My 90-year-old grandfather was the first person to teach me how to use a glucometer. He developed diabetes thirty years after his 3-vessel CABG, and the necessity of daily blood glucose checks seemed like an inevitable aspect of managing his new disease. As a diligent patient, he underwent the painful experience of pricking his finger and recording his measurements daily, and taught me how to help him as he lost dexterity with age. The experience left me questioning whether glucose monitoring is necessary for all patients with diabetes, especially older patients with late-onset, stable disease like my grandfather.
Diabetes mellitus is common disease among older adults; in the U.S., 1 in 4 persons over age 65 are affected. Cardiologists recognize diabetes management as integral to overall cardiovascular health. However in older adults, aggressive glycemic control can be burdensome and at times dangerous. Evidence from large randomized control trials including ADVANCE, ACCORD and VADT suggests that avoiding dangerously low blood sugars (hypoglycemia) may be more beneficial than achieving aggressively low hemoglobin a1c (HbA1c) targets. Based on available evidence, the American Geriatrics Society recommends higher Hba1c targets for older adults – between 7-8.5% depending on comorbidity burden and prognosis. There remains, however, a lack of strong evidence on the optimal frequency of home glucose monitoring in this group of patients. An individualized discussion the benefits, risks and alternatives provides a framework for this discussion.

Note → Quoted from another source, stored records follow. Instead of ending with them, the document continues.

PR #84, opened 2019-01-07
[opsrc] Add retry logic to opsrc reconciliation

tkashem:
On any reconciliation error we set the current phase to 'Failed'. The reconciliation of a Failed OperatorSource object is currently a no op. In order to retry a failed reconciliation, do the following:

- On error, make sure the object retains its current phase so that the next retry can resume from the current phase.
- Set 'CurrentPhase.Message' to the last error encountered so that  the object reflects the most recent error encountered.


tkashem:
@aravindhp enabled retry for purging. Retry won't help if the operator source has no manifest(s). Manual intervention is required for this situation to resolve - once the admin pushes new manifest(s) then reconciliation will be triggered by the registry sync loop.

kevinrizza:
Just had a thought about testing. Aren't there going to be test cases where we want to know the difference between a genuine failure and getting stuck in a retrying state? Maybe we should consider adding a shim that lets us force the operator into the failed state under certain conditions?

/lgtm

tkashem:
@aravindhp comment added

PR #384, opened 2024-05-23
Create full coverage for the FunctionBuilder

jimidle:
A cleanup task so that we can remove the file from the ignored files in the coverage configuration and ensure that the function lookup and build code is fully tested.


vil1 (approved):

jimidle:
@sundarshankar89 This should automerge now Sir!

PR #386, opened 2024-05-24
Feature/fix integration issues

ravit-db:
- Fixed the HashQueryBuilder to handle the column order in case of column mapping
- Fixed the Literal conversion in threshold query builder
- Fixed the schema retriever with right param


sundarshankar89 (approved):
LGTM

Issue #387, opened 2024-05-24
[FEATURE]: TSQL support ALL and DISTINCT as modifiers for certain functions


jimidle:
### Is there an existing issue for this?

- [X] I have searched the existing issues

### Problem statement

Some SQL functions all specification of using ALL values of an expression or just the DISTINCT values. This needs to be supported and the function call ir should be modified accordingly

### Proposed Solution

Add ALL and DISTINCT into the expression tree as modifiers with new #labels
Implement visitor function for new labels
Modify right hand expression 

### Additional Context

#275

PR #400, opened 2024-05-28
TSQL: Support DISTINCT in SELECT list and aggregate functions

jimidle:
There are two use cases for DISTINCT, one is in a `SELECT` _list_ such as:

```sql
SELECT DISTINCT a, b, c ....
```

The other is in aggregate functions, which is usually `COUNT` such as:

```sql
SELECT COUNT(DISTINCT x), y, z ...
```

Here we support `DISTINCT <expression>` and `DISTINCT` arguments to aggregate functions.

Note that `ALL` is the default behavior in SQL and therefore ALL causes no changes in the ir from how it was produced prior to this PR.

Closes: #387


vil1 (approved):
LGTM

PR #402, opened 2024-05-28
Reduce builtIn functions to minimum possible use of explicit syntax

jimidle:
We remove explicit specification of the builtIn functions, leaving only those that definitely require a special syntax.


vil1 (approved):
LGTM, but maybe the PR title (and hence the release message that will ultimately get generated out of it) could be improved.

jimidle:
> LGTM, but maybe the PR title (and hence the release message that will ultimately get generated out of it) could be improved.

Actually, I will mark this as internal as how we process functions isn't important to the outside world I think?

PR #405, opened 2024-05-29
Implement Lakeview Dashboard Publisher

bishwajit-db:
Implement Lakeview dashboard Publisher


src/databricks/labs/remorph/helpers/dashboard_publisher.py
```diff
@@ -0,0 +1,41 @@
...
+    def __init__(self, ws: WorkspaceClient, installation: Installation):
+        self._ws = ws
+        self._installation = installation
+
+    def create(self, dashboard_file: Path, parameters: dict[str, Any] | None = None) -> ObjectInfo:
+        if parameters is None:
+            parameters = {}
+
+        dashboard_data = self._substitute_params(dashboard_file, parameters)
+        self._installation.upload(dashboard_file.name, dashboard_data)
```
vijaypavann-db, line 20: I think we should add `try` and `except` blocks since we're interacting with a remote DB workspace.

tests/unit/helpers/test_dashboard_publisher.py
```diff
@@ -0,0 +1,45 @@
...
+from databricks.sdk import WorkspaceClient
+from databricks.sdk.service.workspace import ObjectInfo, ObjectType
+
+from databricks.labs.remorph.helpers.dashboard_publisher import DashboardPublisher
+
+
+def test_create_dashboard():
+    installation = MockInstallation(is_global=False)
+    workspace_client = create_autospec(WorkspaceClient)
+    dashboard_file = Path(__file__).parent / Path('../../resources/Remorph-Reconciliation.lvdash.json')
```
vijaypavann-db, line 14: As per this [link](https://stackoverflow.com/questions/6028000/how-to-read-a-static-file-from-inside-a-python-package), we shouldn't use `__file__`. 

```
Bad ways to avoid:
Bad way #1: using relative paths from a source file
This was previously described in the accepted answer. At best, it looks something like this:

from pathlib import Path

resource_path = Path(__file__).parent / "templates"
data = resource_path.joinpath("temp_file").read_bytes()
What's wrong with that? The assumption that you have files and subdirectories available is not correct. This approach doesn't work if executing code which is packed in a zip or a wheel, and it may be entirely out of the user's control whether or not your package gets extracted to a filesystem at all.

```

sundarshankar89: This is ok for test cases. all are valid if this is being used inside our core lib.

src/databricks/labs/remorph/helpers/dashboard_publisher.py
sundarshankar89: @bishwajit-db can you fix this.

bishwajit-db: IMO, we can add retry logic based on databricks.sdk.retries.retried, but we should keep the exception handling to the calling code. Handling the exception here will either swallow it or duplicate handling in both here and the caller. I plan to add that to the installer. What do you say, @sundarshankar89 @vijaypavann-db?

tests/unit/helpers/test_dashboard_publisher.py
bishwajit-db: Done. Used importlib.

sundarshankar89:
LGTM

vijaypavann-db (approved):

Issue #406, opened 2024-05-29
[FEATURE]: TSQL Implement coverage for TSQL as per Snowflake


jimidle:
### Is there an existing issue for this?

- [X] I have searched the existing issues

### Category of feature request

Transpile

### Problem statement

Th coverage module is currently Snowflake centered and needs to be either adjusted to accommodate TSQL, or indeed any future SQL variants. 

### Proposed Solution

Expand the existing code to include a TSQL test suite, and adjust the instantiation of parser/translator source  accordingly.

PR #408, opened 2024-05-29
Create coverage suite for TSQL

jimidle:
Creates coverage tests for TSQL, in the same manner as the coverage for Snowflake.

Coverage is a non-blocking test suite that allos us to measure how far along the path of syntax coverage we are. It captures parsing errors and checks the IR to see if contains any UnresolvedXXX, which indicates something that we do not currently cover. 

Closes: #406


jimidle:
@vil1 I am not sure how I managed to create this branch from my other PR branch and therefore have it include those changes too. Resubmitting.

PR #413, opened 2024-05-30
Added validation for join columns for all query builders and limiting rows for reports

ganeshdogiparthi-db:


src/databricks/labs/remorph/reconcile/query_builder/base.py
```diff
@@ -122,3 +126,10 @@ def _get_transform(datatype: str):
                 transform = _get_transform(schema_dict.get(column_name, column_name))
                 return transform_expression(node, transform)
         return node
+
+    def _validate(self, field: set[str] | list[str] | None, message: str):
+        if field is None:
+            logger.error(f"Exception {message}")
```
sundarshankar89, line 132:
```suggestion
            logger.error(f"Exception for {self.table_conf.target_name} target table in {self.layer} layer --> {message}")
```

sundarshankar89 (changes requested):

sundarshankar89 (approved):
LGTM

PR #415, opened 2024-05-30
TSQL: Create coverage tests for TSQL -> Databricks functions 

jimidle:
As we now have translation capability for them, we start out by examining the TSQL functions and providing the equivalent Databricks SQL for them.

  - Some functions, mainly the common ANSI defined SQL functions are directly equivalent. 
  - Some have the same name but mean different things.
  - Some functions have equivalent ways to achieve the same thing.
  - Some functions will likely be unsupportable without changes to Databricks SQL.
  - Some functions may be unsupportable due to fundamental differences between TSQL and Databricks SQL engines/models.

### DIFF
--- a/tests/resources/functional/tsql/test_abs/test_abs_1.sql
+++ b/tests/resources/functional/tsql/test_abs/test_abs_1.sql
@@ -1,0 +1,6 @@
+
+-- tsql sql:
+SELECT abs(col1) AS abs_col1 FROM tabl;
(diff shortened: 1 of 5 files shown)


jimidle:
Rather than adding possibly hundreds of commits to this one PR, I will open new ones to add more coverage

vil1 (approved):
LGTM

PR #420, opened 2024-05-31
Adds more coverage tests for functions to TSQL coverage

jimidle:
More functions are added to the set of coverage tests for TSQL conversions

### DIFF
--- a/tests/resources/functional/tsql/functions/test_checksum_agg/test_checksum_agg_1.sql
+++ b/tests/resources/functional/tsql/functions/test_checksum_agg/test_checksum_agg_1.sql
@@ -1,0 +1,10 @@
+## CHECKSUM_AGG
+
+There is no direct equivalent of CHECKSUM_AGG in Databricks SQL. The following
+conversion is a suggestion and may not be perfectly functional.
+
+-- tsql sql:
+SELECT CHECKSUM_AGG(col1) FROM t1;
+
+-- databricks sql:
+SELECT MD5(CONCAT_WS(',', COLLECT_LIST(col1))) FROM t1;
--- a/tests/resources/functional/tsql/functions/test_count/test_count_1.sql
+++ b/tests/resources/functional/tsql/functions/test_count/test_count_1.sql
@@ -1,0 +1,9 @@
+## COUNT
+
+The TSQl COUNT function and the DataBricks COUNT function are equivalent.
+
+-- tsql sql:
+SELECT COUNT(*) FROM t1;
+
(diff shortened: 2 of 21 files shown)


tests/resources/functional/tsql/functions/test_checksum_agg/test_checksum_agg_1.sql
```diff
@@ -0,0 +1,10 @@
+## CHECKSUM_AGG
+
+There is no direct equivalent of CHECKSUM_AGG in Databricks SQL. The following
```
nfx, line 3: @vil1 do we allow free-form text here?.. 

@jimidle could these files be "mostly valid SQL"?

tests/resources/functional/tsql/functions/test_checksum_agg/test_checksum_agg_1.sql
```diff
@@ -0,0 +1,10 @@
+## CHECKSUM_AGG
```
nfx, line 1: we shouldn't have one file per folder, as it'll get very difficult to support with the amount of verifications we want:
- tests/resources/functional/tsql/functions/test_checksum_agg/test_checksum_agg_1.sql
- tests/resources/functional/tsql/functions/test_count/test_count_1.sql
- ...

can we semantically group these files into folders? e.g.
- tests/resources/functional/tsql/functions/checksum_agg_1.sql
- tests/resources/functional/tsql/functions/count_1.sql
- ...

nfx (approved):

tests/resources/functional/tsql/functions/test_checksum_agg/test_checksum_agg_1.sql
jimidle: In the prelude I have started putting markdown with intent of auto producing a mini guide as we add functions, but otherwise it is free-form. That could of course use SQL comments, which would then be removed before rendering markdown. Either way is fine. Using SQl comments would mean that IDES etc can parser it as pure SQL - however, the IDE requires a dialect, so when I select TSQL, it flags a lot of Datarbicks SQL and vice-versa

tests/resources/functional/tsql/functions/test_checksum_agg/test_checksum_agg_1.sql
jimidle: I would also prefer not to have so many subdirectories. I merely copied the existing Snowflake layout to keep it the same.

There is a clear need to avoid hypoglycemia, and self-glucose monitoring may provide a mechanism to screen for low blood sugars. Accordingly, the Endocrine Society indicates that glucose monitoring may benefit type 2 diabetics taking medications that put them at risk for hypoglycemia, including insulin or sulfonylureas. This may be especially important during medication initiation or uptitration. However, in patients with stable disease with no clear risk for hypoglycemia, the Endocrine Society and the Society of General Internal Medicine both recommend against routine multiple daily self-glucose monitoring. Home monitoring is nonetheless overprescribed; CDC health behavior data indicate that a majority (63%) of non-insulin dependent diabetics are checking finger sticks at home at least daily, and Veterans Affairs data found that test strips were prescribed to a large number of patients with stable non-insulin type-2 diabetes. Potential harms associated with daily self-monitoring of blood glucose monitoring include pain of needle sticks, cost, and general therapeutic burden, all of which can adversely influence quality of life. While needle-free glucose monitors are a potentially promising alternative, they remain under development.
In summary, in the absence of clear guidelines, decisions about initiation, frequency and discontinuation of self-monitoring of blood glucose in older adults with type 2 non-insulin dependent diabetes requires an informed discussion between clinician and patient, with particular attention to patient goals. For most older patients with cardiovascular disease, in whom sulfonylureas should be avoided, routine glucose monitoring is reasonable for a brief period during medication titration, and subsequent intermittent monitoring may be helpful to determine whether symptoms of hypoglycemia correlate with low blood glucose. However, for most patients with stable disease on oral agents, discontinuing routine (daily) home glucose checks can improve quality of life and reduce health care costs.